I have a 3-dimensional matrix
import numpy as np
matrix = np.random.randn(100,10,500)
- X - dimension : samples of data
- Y - dimension : parameter/variable type
- Z - dimension : location
In the above matrix, there are 100 samples for 10 variables at 500 locations. For example, if I index variable #1, then I have 100 samples of that variable (spanning 20 seconds) at each of the 500 locations.
I need to identify which samples of data and which locations match certain criteria. Matches are per matrix (indexing a particular variable/parameter) and would be in pairs, describing the sample and location of where the criteria matched. For example, a match for the above 3D matrix would be at sample = 50
and location = 31
. There could be multiple pairs of matches. I generally return this as an array
of tuples
, where each tuple
contains the sample and location number.
The criteria could specify one or more:
- Ranges of values : between -1.0 and 5.5 for example
- Individual values : value must == 1.39 for example
These ranges and individual values can be specified for one or more:
- Variables/parameters
For example:
- Parameter #1 (Y-index = 0) : (-1.0 to 5.5) or (10.3 to 12.1) or 20.32
- Parameter #5 (Y-index = 4) : 10.0 or (1.0 to 800.0)
- Parameter #8 (Y-index = 7) : (50.0 to 100.0)
Additionally, I would need the ability to invert the criteria, for example:
- Parameter #1 (Y-index = 0) : NOT ( (-1.0 to 5.5) or (10.3 to 12.1) or 20.32 )
I would need to have a list of tuples indicating the sample index (X-axis) and location index (Z-axis), where Parameter #1 and Parameter #5 and Parameter #8 match their conditions in the 3D matrix.

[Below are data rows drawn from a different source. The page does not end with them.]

PR #13713, opened 2023-03-16
Fix race with heartbeat and reaper logic

gamuniz:
##### SUMMARY

In the current implementation of the system's heartbeat, it is possible for a job launched during the heartbeat to be inadvertently reaped as it would not be in the excluded_uuid list presented to the reaper. This PR aims to add a ref_time to avoid newly created jobs from showing up on the list to reap.

##### ISSUE TYPE

##### COMPONENT NAME

 - API
 
##### AWX VERSION

```
make VERSION 
awx: 21.13.1.dev74+g6461ecc762

```

##### ADDITIONAL INFORMATION

```

```

### DIFF
--- a/awx/main/tests/functional/test_dispatch.py
+++ b/awx/main/tests/functional/test_dispatch.py
@@ -347,8 +347,8 @@ class TestJobReaper(object):
         'status, execution_node, controller_node, modified, fail',
         [
             ('running', '', '', None, False),  # running, not assigned to the instance
-            ('running', 'awx', '', None, True),  # running, has the instance as its execution_node
-            ('running', '', 'awx', None, True),  # running, has the instance as its controller_node
+            ('running', 'awx', '', minute, True),  # running, has the instance as its execution_node
+            ('running', '', 'awx', minute, True),  # running, has the instance as its controller_node
             ('waiting', '', '', None, False),  # waiting, not assigned to the instance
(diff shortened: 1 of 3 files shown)


awx/main/tests/functional/test_dispatch.py
```diff
@@ -412,6 +419,16 @@ def test_workflow_does_not_reap(self):
         i.save()
         j = WorkflowJob(status='running', execution_node='awx')
         j.save()
-        reaper.reap(i)
+        reaper.reap(i, ref_time=now)
 
         assert WorkflowJob.objects.first().status == 'running'
+
+    def test_should_not_reap_new(self):
```
AlanCoding, line 426: Considering how nuanced and deliberate the ordering of commands in this test are, and how it's tied back to a very highly specific issue seen in production, we could use a little bit of comments about the mechanics.

awx/main/tests/functional/test_dispatch.py
```diff
@@ -412,6 +419,16 @@ def test_workflow_does_not_reap(self):
         i.save()
         j = WorkflowJob(status='running', execution_node='awx')
         j.save()
-        reaper.reap(i)
+        reaper.reap(i, ref_time=now)
```
AlanCoding: I can't see how `ref_time` is needed for _this_ test.

AlanCoding (approved):

AlanCoding (approved):

PR #13717, opened 2023-03-17
[#13711] git depth set to 1

### LINKED ISSUE #13711: [Project_update] Git depth

### Feature type

New Feature

### Feature Summary

I am suggesting adding ``depth`` attribute with value 1 in task down there. 

https://github.com/ansible/awx/blob/ededc61a71f92f399438136ce70a8665869a246d/awx/playbooks/project_update.yml#L41-L50

Using depth attirbute will create a shallow clone with a history truncated. Cloning the project will be a lot faster and it won't hurt current setup, because we are deleting the project folder before and there is no need for walking down the history line in git repository. User only wants to checkout to a specific commit/branch and that is it.  Ansible documentation also states this: ``Needs git>=1.9.1 to work correctly.`` but if git version is lower than the requested one, Ansible will print a warning that depth attribute will not be used so I also won't break older instances. 

- [ ] UI
- [ ] API
- [ ] Docs
- [X] Collection
- [ ] CLI
- [ ] Other

### Steps to reproduce

Add ``depth: 1`` in the task down there. 

https://github.com/ansible/awx/blob/ededc61a71f92f399438136ce70a8665869a246d/awx/playbooks/project_update.yml#L41-L50

### Current results

Project is being cloned with it's entire history. 

### Sugested feature result

Project is being cloned with truncated history. (It depends on a project size but in my case I got 4-5 speed up, so almost I doesn't even notice this job, so my main job is spending less time in pending state).

### Additional information

_No response_

dariodsa:
##### SUMMARY

Fixes #13711.

##### ISSUE TYPE

 - New or Enhanced Feature

##### COMPONENT NAME

 - Collection

##### ADDITIONAL INFORMATION

Using depth attirbute will create a shallow clone with a history truncated. Cloning the project will be a lot faster and it won't hurt current setup, because we are deleting the project folder before and there is no need for walking down the history line in git repository. User only wants to checkout to a specific commit/branch and that is it. Ansible documentation also states this: Needs git>=1.9.1 to work correctly. but if git version is lower than the requested one, Ansible will print a warning that depth attribute will not be used so it also won't break older instances.

```

```

### DIFF
--- a/awx/playbooks/project_update.yml
+++ b/awx/playbooks/project_update.yml
@@ -47,6 +47,7 @@
             force: "{{ scm_clean }}"
             track_submodules: "{{ scm_track_submodules | default(omit) }}"
             accept_hostkey: "{{ scm_accept_hostkey | default(omit) }}"
+            depth: 1
           register: git_result
 
         - name: Set the git repository version


AlanCoding:
> because we are deleting the project folder before

The "we" in this sentence would only include those who set the project delete-on-update option to true. Other users are very much not doing this. While using a depth of 1 will be more preformant for an initial clone it won't necessarily be faster (or even compatible) as it is updated on a rolling basis.

This might be acceptable, conditionally, for the delete-on-update case. That's an interesting idea that only just now occurred to me.

AlanCoding:
Closing, as per comment, cannot accept if not under some further conditionals.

I've been looking at intersect1D
. I've also been using np.where
in a loop, which is very very inefficient, such as:
import numpy as np
matrix = np.random.randn(100,10,500)
net_array = None
for parameter in parameters:
total_result = None
for lower_range_value, upper_range_value in range_values[parameter]:
result = np.where( (matrix[:,parameter,:] >= lower_range_value) & (matrix[:,parameter,:] <= upper_range_value)
if result[0].size > 0:
if type(total_result) == type(None):
total_result = result
else:
concat_0 = np.concatenate( (total_result[0], result[0]) )
concat_1 = np.concatenate( (total_result[1], result[1]) )
total_result = (concat_0,concat_1)
for discrete_value in discrete_values[parameter]:
result = np.where( matrix[:,parameter,:] == threshold )
if result[0].size > 0:
if type(total_result) == type(None):
total_result = result
else:
concat_0 = np.concatenate( (total_result[0], result[0]) )
concat_1 = np.concatenate( (total_result[1], result[1]) )
total_result = (concat_0,concat_1)
if type(total_result) != type(None):
if type(net_array) == type(None):
net_array = np.stack( [ total_result[0] , total_result[1] ] , axis = -1)
else:
stacked_total_result = np.stack( [ total_result[0] , total_result[1] ] , axis=-1 )
match_indexes = (net_array[:,None] == stacked_total_result).all(-1).any(1)
net_array = net_array[match_indexes]
if np.any(match_indexes) == False:
break
Is there an efficient way of finding the sample index (X-axis) and location index (Z-axis) where one or more parameters (Y-axis) each match their criteria?